- **Task goal**:
Could you print every entry below exactly as given?

[Stored data]
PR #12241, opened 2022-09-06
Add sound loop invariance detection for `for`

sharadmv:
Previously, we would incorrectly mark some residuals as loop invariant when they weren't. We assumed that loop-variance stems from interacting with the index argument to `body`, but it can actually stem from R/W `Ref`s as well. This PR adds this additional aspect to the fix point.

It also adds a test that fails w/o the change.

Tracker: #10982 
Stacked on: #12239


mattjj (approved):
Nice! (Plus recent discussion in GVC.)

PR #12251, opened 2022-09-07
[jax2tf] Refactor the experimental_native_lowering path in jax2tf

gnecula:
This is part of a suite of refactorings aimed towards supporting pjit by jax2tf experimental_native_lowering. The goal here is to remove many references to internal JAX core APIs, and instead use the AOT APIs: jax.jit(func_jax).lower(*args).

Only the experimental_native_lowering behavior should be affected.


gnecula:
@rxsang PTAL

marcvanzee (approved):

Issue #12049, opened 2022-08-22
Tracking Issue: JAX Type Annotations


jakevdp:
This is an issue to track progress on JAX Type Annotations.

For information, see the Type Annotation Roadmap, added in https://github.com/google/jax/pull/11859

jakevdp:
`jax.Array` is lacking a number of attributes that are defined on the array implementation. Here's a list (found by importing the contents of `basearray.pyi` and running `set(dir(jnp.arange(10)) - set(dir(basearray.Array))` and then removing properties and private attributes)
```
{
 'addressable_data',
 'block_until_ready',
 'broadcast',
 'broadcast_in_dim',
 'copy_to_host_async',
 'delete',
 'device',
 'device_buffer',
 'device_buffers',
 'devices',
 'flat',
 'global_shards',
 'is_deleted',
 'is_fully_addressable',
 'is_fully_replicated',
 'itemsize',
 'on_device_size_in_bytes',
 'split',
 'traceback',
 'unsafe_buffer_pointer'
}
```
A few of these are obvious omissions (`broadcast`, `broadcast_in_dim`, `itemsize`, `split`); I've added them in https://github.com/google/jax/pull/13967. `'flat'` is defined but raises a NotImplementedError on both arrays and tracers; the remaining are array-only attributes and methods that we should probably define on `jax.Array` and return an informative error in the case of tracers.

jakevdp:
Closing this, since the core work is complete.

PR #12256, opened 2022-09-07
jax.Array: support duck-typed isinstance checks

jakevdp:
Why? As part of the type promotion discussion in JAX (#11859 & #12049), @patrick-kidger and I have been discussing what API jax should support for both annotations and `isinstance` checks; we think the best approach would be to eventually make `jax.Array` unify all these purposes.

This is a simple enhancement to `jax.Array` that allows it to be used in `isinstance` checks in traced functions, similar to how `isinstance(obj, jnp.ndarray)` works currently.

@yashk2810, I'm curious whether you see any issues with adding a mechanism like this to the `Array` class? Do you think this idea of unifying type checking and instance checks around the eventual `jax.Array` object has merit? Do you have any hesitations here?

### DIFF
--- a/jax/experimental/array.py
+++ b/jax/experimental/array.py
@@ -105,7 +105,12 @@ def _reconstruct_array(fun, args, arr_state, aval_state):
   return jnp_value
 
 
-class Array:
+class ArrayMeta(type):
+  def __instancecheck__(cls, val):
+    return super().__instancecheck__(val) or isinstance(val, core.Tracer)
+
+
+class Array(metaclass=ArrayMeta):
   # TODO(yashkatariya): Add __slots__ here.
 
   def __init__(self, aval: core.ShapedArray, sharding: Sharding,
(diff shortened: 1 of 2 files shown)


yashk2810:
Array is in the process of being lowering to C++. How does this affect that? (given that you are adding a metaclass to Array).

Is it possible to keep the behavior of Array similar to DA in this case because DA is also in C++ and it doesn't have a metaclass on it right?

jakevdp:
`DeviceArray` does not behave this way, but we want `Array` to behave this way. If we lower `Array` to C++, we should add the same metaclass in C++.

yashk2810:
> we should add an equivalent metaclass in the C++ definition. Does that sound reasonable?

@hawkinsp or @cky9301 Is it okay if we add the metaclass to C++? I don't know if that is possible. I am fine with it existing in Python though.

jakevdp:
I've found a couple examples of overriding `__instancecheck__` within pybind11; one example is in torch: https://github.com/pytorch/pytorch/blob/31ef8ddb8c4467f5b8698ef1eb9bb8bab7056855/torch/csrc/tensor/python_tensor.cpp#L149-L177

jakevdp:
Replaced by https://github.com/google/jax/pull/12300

- **Answer to the problem**:
PR #12241, opened 2022-09-06
Add sound loop invariance detection for `for`

sharadmv:
Previously, we would incorrectly mark some residuals as loop invariant when they weren't. We assumed that loop-variance stems from interacting with the index argument to `body`, but it can actually stem from R/W `Ref`s as well. This PR adds this additional aspect to the fix point.

It also adds a test that fails w/o the change.

Tracker: #10982 
Stacked on: #12239


mattjj (approved):
Nice! (Plus recent discussion in GVC.)

PR #12251, opened 2022-09-07
[jax2tf] Refactor the experimental_native_lowering path in jax2tf

gnecula:
This is part of a suite of refactorings aimed towards supporting pjit by jax2tf experimental_native_lowering. The goal here is to remove many references to internal JAX core APIs, and instead use the AOT APIs: jax.jit(func_jax).lower(*args).

Only the experimental_native_lowering behavior should be affected.


gnecula:
@rxsang PTAL

marcvanzee (approved):

Issue #12049, opened 2022-08-22
Tracking Issue: JAX Type Annotations


jakevdp:
This is an issue to track progress on JAX Type Annotations.

For information, see the Type Annotation Roadmap, added in https://github.com/google/jax/pull/11859

jakevdp:
`jax.Array` is lacking a number of attributes that are defined on the array implementation. Here's a list (found by importing the contents of `basearray.pyi` and running `set(dir(jnp.arange(10)) - set(dir(basearray.Array))` and then removing properties and private attributes)
```
{
 'addressable_data',
 'block_until_ready',
 'broadcast',
 'broadcast_in_dim',
 'copy_to_host_async',
 'delete',
 'device',
 'device_buffer',
 'device_buffers',
 'devices',
 'flat',
 'global_shards',
 'is_deleted',
 'is_fully_addressable',
 'is_fully_replicated',
 'itemsize',
 'on_device_size_in_bytes',
 'split',
 'traceback',
 'unsafe_buffer_pointer'
}
```
A few of these are obvious omissions (`broadcast`, `broadcast_in_dim`, `itemsize`, `split`); I've added them in https://github.com/google/jax/pull/13967. `'flat'` is defined but raises a NotImplementedError on both arrays and tracers; the remaining are array-only attributes and methods that we should probably define on `jax.Array` and return an informative error in the case of tracers.

jakevdp:
Closing this, since the core work is complete.

PR #12256, opened 2022-09-07
jax.Array: support duck-typed isinstance checks

jakevdp:
Why? As part of the type promotion discussion in JAX (#11859 & #12049), @patrick-kidger and I have been discussing what API jax should support for both annotations and `isinstance` checks; we think the best approach would be to eventually make `jax.Array` unify all these purposes.

This is a simple enhancement to `jax.Array` that allows it to be used in `isinstance` checks in traced functions, similar to how `isinstance(obj, jnp.ndarray)` works currently.

@yashk2810, I'm curious whether you see any issues with adding a mechanism like this to the `Array` class? Do you think this idea of unifying type checking and instance checks around the eventual `jax.Array` object has merit? Do you have any hesitations here?

### DIFF
--- a/jax/experimental/array.py
+++ b/jax/experimental/array.py
@@ -105,7 +105,12 @@ def _reconstruct_array(fun, args, arr_state, aval_state):
   return jnp_value
 
 
-class Array:
+class ArrayMeta(type):
+  def __instancecheck__(cls, val):
+    return super().__instancecheck__(val) or isinstance(val, core.Tracer)
+
+
+class Array(metaclass=ArrayMeta):
   # TODO(yashkatariya): Add __slots__ here.
 
   def __init__(self, aval: core.ShapedArray, sharding: Sharding,
(diff shortened: 1 of 2 files shown)


yashk2810:
Array is in the process of being lowering to C++. How does this affect that? (given that you are adding a metaclass to Array).

Is it possible to keep the behavior of Array similar to DA in this case because DA is also in C++ and it doesn't have a metaclass on it right?

jakevdp:
`DeviceArray` does not behave this way, but we want `Array` to behave this way. If we lower `Array` to C++, we should add the same metaclass in C++.

yashk2810:
> we should add an equivalent metaclass in the C++ definition. Does that sound reasonable?

@hawkinsp or @cky9301 Is it okay if we add the metaclass to C++? I don't know if that is possible. I am fine with it existing in Python though.

jakevdp:
I've found a couple examples of overriding `__instancecheck__` within pybind11; one example is in torch: https://github.com/pytorch/pytorch/blob/31ef8ddb8c4467f5b8698ef1eb9bb8bab7056855/torch/csrc/tensor/python_tensor.cpp#L149-L177

jakevdp:
Replaced by https://github.com/google/jax/pull/12300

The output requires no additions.